Well... I figure if I cant beat them, I better join them. I may mock the way these encounters go a little bit but they are nice people, doing their job and they really like looking at passports. The page with the Oman visa already has a small rip on it. We chat for a little, drink tea, recharge electronics, eat Indian food and I even mooch a little wifi.
3days to go
At 3am the night watchman watches me push my boat off into the ocean. I cannot help but wonder: what is he thinking?
It was my plan to meet with the Dubai Travelers Festival Organizers Awad and Hasan but I got their message that they are leaving in two days to climb Kilimanjaro so I need to hurry up, if I make it to a big bay by sunrise I can do another 20km to the only access road on the Khors from where I can ride the bike.
I round that point at 8am and oh... wow. Even the headphones at full blast cannot block the sound of the headwind, progress from the point is slow and I do not dare to look back. When I do and when I keep looking forward all the khors and mountains don't make sense. Turns out that in addition to the headwind I am getting carried to the middle of the big bay. An army boat zooms by close but I don't wave them down, I don't know why. Four and a half hours after that point I pull out the GPS map. 2.5km in a straight line progress, mostly to the middle of the bay.
If it was any other time, I would go to a beach following the current but with this deadline it may not be the best idea. I tie a red plastic bag on my paddle and wave down a boat half an hour later. Bike on raft on boat, we buzz through what would have taken me two days and arrive to the road. There, it seems that a rescue operation for a boat crash few days ago is just wrapping up.
I continue up the road but when a car pulls up I do not refuse the offer for a ride. By the time we reach town two tires on the trailer blow out.

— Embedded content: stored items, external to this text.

PR #1120, opened 2018-09-18
Adding a basic experimentation playground to the repo

Dan503:
It's been a massive pain trying to test whatever the current build of Autoprefixer is while it's been under development.

I've been resorting to opening the Autoprefixer repo, compiling it, copying the compiled assets into the node_modules folder of a completely unrelated project and then running the compiler for that project to get output CSS.

**That is an insane workflow!**

There needed to be an easier way to play around with the current Autoprefixer build and see if things are working as they are supposed to without having to go to all the trouble of creating formal tests.

So with that in mind I set up this simple little experimentation playground inside the Autoprefixer repo.

1. Run the command `gulp play`
2. Write some CSS in `playground.input.css` and save the file
3. View the output CSS in `playground.output.css`

For some reason it isn't translating CSS Grid code even though I've turned the setting on. @ai Do you have any idea why it isn't outputting CSS Grid code?

### DIFF
--- a/playground/playground.output.css
+++ b/playground/playground.output.css
@@ -1,0 +1,11 @@
+
+/*
+  This file is purely just for experimentation.
+  1. Run the command "gulp play"
+  2. Write some CSS in playground.input.css and save the file
+  3. View the output CSS in playground.output.css
+*/
+
+.grid {
+  display: grid;
+}
--- a/gulpfile.js
+++ b/gulpfile.js
@@ -94,7 +94,7 @@ gulp.task('standalone', ['build:lib'], done => {
 })
 
 gulp.task('compile-playground', () => {
-  let autoprefixer = require('./build')
+  let autoprefixer = require('./build') // @codingStandardsIgnoreLine
   return gulp.src('./playground/playground.input.css')
     .pipe(rename('playground.output.css'))
     .pipe(postcss([autoprefixer({ grid: true })]))
--- a/gulpfile.js
+++ b/gulpfile.js
@@ -1,6 +1,8 @@
 let gulp = require('gulp')
 let path = require('path')
 let fs = require('fs-extra')
+let postcss = require('gulp-postcss')
+let rename = require('gulp-rename')
 
 gulp.task('clean', done => {
   fs.remove(path.join(__dirname, 'autoprefixer.js'), () => {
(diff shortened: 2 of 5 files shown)


playground/playground.output.css
```diff
@@ -0,0 +1,11 @@
...
+/*
+  This file is purely just for experimentation.
+  1. Run the command "gulp play"
+  2. Write some CSS in playground.input.css and save the file
+  3. View the output CSS in playground.output.css
+*/
+
+.grid {
+  display: grid;
+}
```
Dan503: This should be outputting:

```css
.grid {
  display: -ms-grid;
  display: grid;
}
```

Dan503:
> 97:30error  "./build" is not foundnode/no-missing-require

Ummm... that is not possible to fix. I've purposely done it that way so that it is running off of the real currently active code.

I purposely did not require it until I could guarrantee that the folder exists.

Can we disable that rule or tell Travis CLI to ignore that line?

Dan503:
[This page on Stack Overflow](https://stackoverflow.com/a/48028726/1611058) says that you can ignore a line of code using this

```
// @codingStandardsIgnoreLine
```

It didn't seem to work though 😥

Dan503:
The alternative is checking the "build" folder into git so that it exists.

ai:
Do not forget to check that `build/` will not contain `playground` after `gulp build`.

ai:
> 97:30error "./build" is not foundnode/no-missing-require

Ignore it (you can fix it by calling `gulp build`)

Dan503:
Ummm... by merging this as it is though, Travis CI will fail for all future pull requests.

I think the easiest way to resolve this is to save build into git.

Dan503:
It's also not outputting grid translations like it's supposed to.

ai:
> I think the easiest way to resolve this is to save build into git.

Nope, generated files should be out of the git.

I just disabled that rule. Anyway it brings me problems in different places.

There is no Grid because `browserslist` in `package.json` has no IE.

Dan503:
Ok, would you prefer the IE support be applied to browserlist in package.json or in the gulp task?

The gulp task will keep it specific to just the playground.

I don't understand why you are excluding IE by default in the browser list 😕

ai:
> I don't understand why you are excluding IE by default in the browser list 😕

I added this Browserslist for Babel. I didn't found when users will need to run Autoprefixer JS files in IE.

> The gulp task will keep it specific to just the playground.

The best way is to put additional Browserslist to `playground/.browserslistrc` with `defaults` query. It will be explicit to users what browsers are used there.

Dan503:
Ok, I'll do that tonight after work 😊👍

Dan503:
> Do not forget to check that `build/` will not contain `playground` after `gulp build`.

Playground doesn't doesn't live in the build folder. It will never be inside that folder.

ai:
> Playground doesn't doesn't live in the build folder. It will never be inside that folder.

Nope, build scripts copy everything to `build/`. But don't worry, I added playground to ignore list.

Dan503:
Don't ignore the whole playground folder. You at least need playground.input.css to stay saved in Git.

Dan503:
playground.output.css is a generated file so it's understandable if you want to ignore that one.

Next I get to the end of town, hitchhiking is the only way out but I don't even know if that can work here. A man driving to UAE picks me up and patiently goes with me through immigration, from the town we make the bus to Dubai with seconds to spare and I get in touch with my friends there.
Dubai.
"I have worked 12 years as taxi driver, bike in Honda - never." Says the Bangladeshi taxi driver, he points out how new the cab is and shows me the dashboard reading 171km. Well... crap. I keep thinking of the dirt and oil stains my bike will leave on the backseat. At last I meet up with Hasan and spend the night in a small immigrant flat. 4 Indians snoring through the blankets in a room with no windows and yet I sleep like a baby.
1 day to go.
My friends leave for... Tasmania I think but I am left to hang out with Ahmed, the camel man.
"I can travel with you, you have positive energy," he says through a friend. He is learning English for two months before going to Kyrgyzstan. I say that we will meet again some day but cant help wondering how cool traveling with a camel would be. My plan B, or C or D was actually to go to Yemen and get a camel if I had missed the flight.
The great escape from Oman and Dubai now finished, I look to making it for the new year in Colombia and continuing south.
Except.
The Dubai flight gets delayed which means the manual connection in Madrid is not possible.
Paying the penalty fee and taking the flight on the next day was the easy option but... what about saving $20 and spending two weeks in Spain? Or maybe I just didn't want to spend new year in the airport.
I also had friends in Granada and a 4 hour carpool ride later we were counting down 2017 by eating 12 grapes like people in Spain do.
And as for those two weeks here... why not go to Africa?